**YOUR GOAL**
Retype every entry below exactly as it stands.

---+---

PR #246, opened 2022-09-14
feat: documenting library compatiblity & BeforeExecuting Feature

bzbetty:


lukemurray:
@bzbetty this is still marked as draft. Is there a dot point list of what you'd like to see added/completed to finish this off?

bzbetty:
Was waiting on info about hooking into pre execution, but it sounds like you didn't have much luck there?

bzbetty:
so having a quick look at the preexecute hook,

would it not go in 

ExecutableGraphQLStatement.ExecuteExpressionAsync() 

between
`var lambdaExpression = Expression.Lambda(expression, parameters.ToArray());`

and

`Compile().DynamicInvoke`

Essentially a new property on ExecutionOptions ?

ExecutionOptions.OnBeforeExecute(LambdaExpression);

Thoughts?

lukemurray:
That is what I first though and quickly added it. Issue is that not all expressions have a `IEnumerable<>`/`IQueryable<>` result. Hence you can not cal any of the extension methods designed for that.

e.g. GraphQL

```gql
query Movie($id: ID!) {
   movie(id: $id) { name }
}
```

this creates a similar expression to this

```c#
ctx.Movies.Where(m => m.Id == args.id).FirstOrDefault()
```

You can not just wrap that in a method call expression that takes a `IEnumerable<>`/`IQueryable<>` as the argument. Depending on the schema configuration that expression might actually be more like

```c#
something == null ? null : new {
   field = something.Field
}
```

I haven't spent much more time thinking about it yet, but I think the few places we know we've finished a `IEnumerable<>`/`IQueryable<>` expression and are about to wrap in a `null` check or similar we can do the call back then.

bzbetty:
#253

bzbetty:
tested out ExpressionOptimizer a bit, doesn't seem that useful in my case, although might help someone else I guess.

lukemurray:
Related to this but more to method fields as query field using `[GraphQLField]` I wanted to get some thoughts...

Consider added these to the `Movie` type in the Demo project

```c#
        [GraphQLField]
        public uint DirectorAgeAtRelease => (uint)((Released - Director.Dob).Days / 365);

        [GraphQLField]
        public uint[] AgesOfActorsAtRelease()
        {
            var ages = new List<uint>();
            foreach (var actor in Actors)
            {
                ages.Add((uint)((Released - actor.Person.Dob).Days / 365));
            }
            return ages.ToArray();
        }
```

By default EF doesn't handle this. The expression built by EntityGraphQL calls the method. EF at least knows this and tries to execute it after it has fetched what it does understand.

Issue is that in `DirectorAgeAtRelease` the `Director` property will be `null` as EF doesn't know to fetch it. In `AgesOfActorsAtRelease` the `Actors` property will be `null` for the same reason.

One solution is [Microsoft.EntityFrameworkCore.Proxies](https://www.nuget.org/packages/Microsoft.EntityFrameworkCore.Proxies/) to lazy load the properties, which comes with its own tradeoffs.

Another one is [EntityFrameworkCore.Projectables](https://github.com/koenbeuk/EntityFrameworkCore.Projectables) which will work for `DirectorAgeAtRelease` by not for `AgesOfActorsAtRelease`. At least it will give a compiler error if you try to add `[Projectable]` to `DirectorAgeAtRelease`. But if you leave it off, and you use EF it will fail.

I feel like including [EntityFrameworkCore.Projectables](https://github.com/koenbeuk/EntityFrameworkCore.Projectables) in the library for this would be useful, but then this library probably shouldn't be pushing the user down a single path. I.e. if they want to use lazy loading.

So that leaves me with somehow making it really clear in docs etc the limitation of marking a method with `[GraphQLField] when using EF and the options around that.

I think the last point is the right direction, but just wanted to write out my thought and get some other thoughts on it, if you have any @bzbetty?

bzbetty:
We use both EF.Projectables, and lazy loading a few places (although I'm not a fan of lazy loading).

I wouldn't include either by default in the library, but I think calling them out in documentation and/examples makes a lot of sense.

---+---

**SOLUTION TO THE EXERCISE**
PR #246, opened 2022-09-14
feat: documenting library compatiblity & BeforeExecuting Feature

bzbetty:


lukemurray:
@bzbetty this is still marked as draft. Is there a dot point list of what you'd like to see added/completed to finish this off?

bzbetty:
Was waiting on info about hooking into pre execution, but it sounds like you didn't have much luck there?

bzbetty:
so having a quick look at the preexecute hook,

would it not go in 

ExecutableGraphQLStatement.ExecuteExpressionAsync() 

between
`var lambdaExpression = Expression.Lambda(expression, parameters.ToArray());`

and

`Compile().DynamicInvoke`

Essentially a new property on ExecutionOptions ?

ExecutionOptions.OnBeforeExecute(LambdaExpression);

Thoughts?

lukemurray:
That is what I first though and quickly added it. Issue is that not all expressions have a `IEnumerable<>`/`IQueryable<>` result. Hence you can not cal any of the extension methods designed for that.

e.g. GraphQL

```gql
query Movie($id: ID!) {
   movie(id: $id) { name }
}
```

this creates a similar expression to this

```c#
ctx.Movies.Where(m => m.Id == args.id).FirstOrDefault()
```

You can not just wrap that in a method call expression that takes a `IEnumerable<>`/`IQueryable<>` as the argument. Depending on the schema configuration that expression might actually be more like

```c#
something == null ? null : new {
   field = something.Field
}
```

I haven't spent much more time thinking about it yet, but I think the few places we know we've finished a `IEnumerable<>`/`IQueryable<>` expression and are about to wrap in a `null` check or similar we can do the call back then.

bzbetty:
#253

bzbetty:
tested out ExpressionOptimizer a bit, doesn't seem that useful in my case, although might help someone else I guess.

lukemurray:
Related to this but more to method fields as query field using `[GraphQLField]` I wanted to get some thoughts...

Consider added these to the `Movie` type in the Demo project

```c#
        [GraphQLField]
        public uint DirectorAgeAtRelease => (uint)((Released - Director.Dob).Days / 365);

        [GraphQLField]
        public uint[] AgesOfActorsAtRelease()
        {
            var ages = new List<uint>();
            foreach (var actor in Actors)
            {
                ages.Add((uint)((Released - actor.Person.Dob).Days / 365));
            }
            return ages.ToArray();
        }
```

By default EF doesn't handle this. The expression built by EntityGraphQL calls the method. EF at least knows this and tries to execute it after it has fetched what it does understand.

Issue is that in `DirectorAgeAtRelease` the `Director` property will be `null` as EF doesn't know to fetch it. In `AgesOfActorsAtRelease` the `Actors` property will be `null` for the same reason.

One solution is [Microsoft.EntityFrameworkCore.Proxies](https://www.nuget.org/packages/Microsoft.EntityFrameworkCore.Proxies/) to lazy load the properties, which comes with its own tradeoffs.

Another one is [EntityFrameworkCore.Projectables](https://github.com/koenbeuk/EntityFrameworkCore.Projectables) which will work for `DirectorAgeAtRelease` by not for `AgesOfActorsAtRelease`. At least it will give a compiler error if you try to add `[Projectable]` to `DirectorAgeAtRelease`. But if you leave it off, and you use EF it will fail.

I feel like including [EntityFrameworkCore.Projectables](https://github.com/koenbeuk/EntityFrameworkCore.Projectables) in the library for this would be useful, but then this library probably shouldn't be pushing the user down a single path. I.e. if they want to use lazy loading.

So that leaves me with somehow making it really clear in docs etc the limitation of marking a method with `[GraphQLField] when using EF and the options around that.

I think the last point is the right direction, but just wanted to write out my thought and get some other thoughts on it, if you have any @bzbetty?

bzbetty:
We use both EF.Projectables, and lazy loading a few places (although I'm not a fan of lazy loading).

I wouldn't include either by default in the library, but I think calling them out in documentation and/examples makes a lot of sense.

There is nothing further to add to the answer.